Stored items:
────────────────

PR #2833, opened 2023-09-15
Validate function's ui.handle matches local extension in app

mssalemi:

Fixes https://github.com/Shopify/script-service/issues/7308

This PR will add an extra validation when deploying a app that contains a function and an ui extension. 

For validating when an app that contains a function with `ui.handle`:
- The function with a `ui.handle` must contain another extension with a matching `handle` in the same local app. This will be used to link a UI extension with a function, so we can [surface that information to domains](https://github.com/Shopify/shopify/pull/452100). 
- We should ensure the matching extension is of type `ui_extension`. If we match solely on the existence of the handle, we could have a situation where partners link a function `ui_handle` to another extension type. 

This validation should check that if a function has the `ui.handle` configured, that it should match an existing extension handle. That matching extension should also be `ui_extension` type. These validation will ensure that partners are correctly linking a function with a ui_extension.

### What should reviewers focus on:
- wording of error message
- followed guidance from this [slack convo](https://shopify.slack.com/archives/C030LHFCA5T/p1694763056516339?thread_ts=1694714721.883739&cid=C030LHFCA5T) to implment

### How to test your changes?

enable `UI Extension` beta flag on organization via [partners internal](https://partners.script-service-q7k4.mehdi-salemi.us.spin.dev/internal/organizations/1).

Enable `functions_app_ui_handle` on app 

**core**
```
dev c
> api_client = ApiClient.find(1830457)
> api_client.beta.enable(:functions_app_ui_handle) 
```

Deploy an app with a function and ui Extension. The function's `ui.handle` should match the handle for the `ui extension`
```
SPIN=1 SPIN_INSTANCE=script-service-q7k4 dev spin pnpm shopify app deploy  --path=../../../../Desktop/prod-testing/product-discounts-single-ext
```
^ _updating with your spin instance urls and path to your local app_

### Measuring impact

### Checklist

### DIFF
--- a/packages/app/src/cli/models/app/app.test.ts
+++ b/packages/app/src/cli/models/app/app.test.ts
@@ -6,8 +6,11 @@ import {
   getUIExtensionRendererVersion,
   isCurrentAppSchema,
   isLegacyAppSchema,
+  validateFunctionExtensionsWithUiHandle,
 } from './app.js'
-import {DEFAULT_CONFIG, testApp, testUIExtension} from './app.test-data.js'
+import {DEFAULT_CONFIG, testApp, testUIExtension, testFunctionExtension} from './app.test-data.js'
+import {ExtensionInstance} from '../extensions/extension-instance.js'
+import {FunctionConfigType} from '../extensions/specifications/function.js'
 import {describe, expect, test} from 'vitest'
 import {inTemporaryDirectory, mkdir, writeFile} from '@shopify/cli-kit/node/fs'
 import {joinPath} from '@shopify/cli-kit/node/path'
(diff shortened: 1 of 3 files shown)


packages/app/src/cli/models/app/app.ts
```diff
@@ -252,6 +264,35 @@ export class App implements AppInterface {
...
+  const errors: string[] = []
+
+  functionExtensionsWithUiHandle.forEach((extension) => {
+    const uiHandle = extension.configuration.ui?.handle!
+
+    const matchingExtension = findExtensionByHandle(allExtension, uiHandle)
+    if (!matchingExtension) {
+      errors.push(`[${extension.name}] - Local app must contain a ui_extension with handle '${uiHandle}'`)
+    } else if (matchingExtension?.configuration?.type !== 'ui_extension') {
+      errors.push(`[${extension.name}] - Linked Extension must of type 'ui_extension'`)
```
dphm, line 285: `must of type` 😆

packages/app/src/cli/models/app/app.test.ts
```diff
@@ -200,6 +202,80 @@ describe('getAppScopesArray', () => {
...
+    type: type || 'product_discounts',
+    ui: {
+      handle: uiHandle || 'test-ui-handle',
+    },
+  })
+
+  describe('return undefined when app configuration is valid', () => {
+    test('when no function extensions exist', async () => {
+      const app = await testApp()
+      expect(validateFunctionExtensionsWithUiHandle(app.allExtensions)).toBeUndefined()
```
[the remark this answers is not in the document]
alvaro-shopify: does it make sense to run this validation if the `app` does not have the beta `functions_app_ui_handle` enabled?

alvaro-shopify (approved):

packages/app/src/cli/models/app/app.ts
```diff
@@ -241,6 +244,22 @@ export class App implements AppInterface {
     this.nodeDependencies = nodeDependencies
   }
 
+  async preDeployValidation() {
+    const functionExtensionsWithUiHandle = this.allExtensions
+      .filter((ext) => ext.isFunctionExtension)
+      .map((ext) => ext as unknown as ExtensionInstance<FunctionConfigType>)
+      .filter((ext) => ext.configuration.ui?.handle)
```
andrewhassan, line 251: The extra `map` and `filter` calls add some runtime overhead (because it's iterating over the list multiple times). Even though it's small, we should probably still remove them since they're only here for TypeScript 😛 

Could we do something like this?

```suggestion
      .filter((ext) => ext.isFunctionExtension && (ext.configuration as unknown as FunctionConfigType).ui?.handle)
```

packages/app/src/cli/models/app/app.ts
```diff
@@ -252,6 +271,32 @@ export class App implements AppInterface {
...
 }
 
+export function validateFunctionExtensionsWithUiHandle(
+  functionExtensionsWithUiHandle: ExtensionInstance<FunctionConfigType>[],
+  allExtension: ExtensionInstance[],
+): string[] | undefined {
+  const errors: string[] = []
+
+  functionExtensionsWithUiHandle.forEach((extension) => {
+    const uiHandle = extension.configuration.ui?.handle!
```
andrewhassan, line 281: Nit: We know that `ui.handle` must be in these extensions, so I think we want:

```suggestion
    const uiHandle = extension.configuration.ui!.handle!
```

packages/app/src/cli/models/app/app.ts
```diff
@@ -252,6 +271,32 @@ export class App implements AppInterface {
...
+
+    const matchingExtension = findExtensionByHandle(allExtension, uiHandle)
+    if (!matchingExtension) {
+      errors.push(`[${extension.name}] - Local app must contain a ui_extension with handle '${uiHandle}'`)
+    } else if (matchingExtension?.configuration?.type !== 'ui_extension') {
```
andrewhassan, line 286: Nit: `matchingExtension` should not be falsey here

```suggestion
    } else if (matchingExtension.configuration?.type !== 'ui_extension') {
```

────────────────

◆ DIRECTIONS ◆
Which lines hold the word "spin"? Copy each of them from the records.

◆ RESPONSE AREA ◆
enable `UI Extension` beta flag on organization via [partners internal](https://partners.script-service-q7k4.mehdi-salemi.us.spin.dev/internal/organizations/1).
SPIN=1 SPIN_INSTANCE=script-service-q7k4 dev spin pnpm shopify app deploy  --path=../../../../Desktop/prod-testing/product-discounts-single-ext
^ _updating with your spin instance urls and path to your local app_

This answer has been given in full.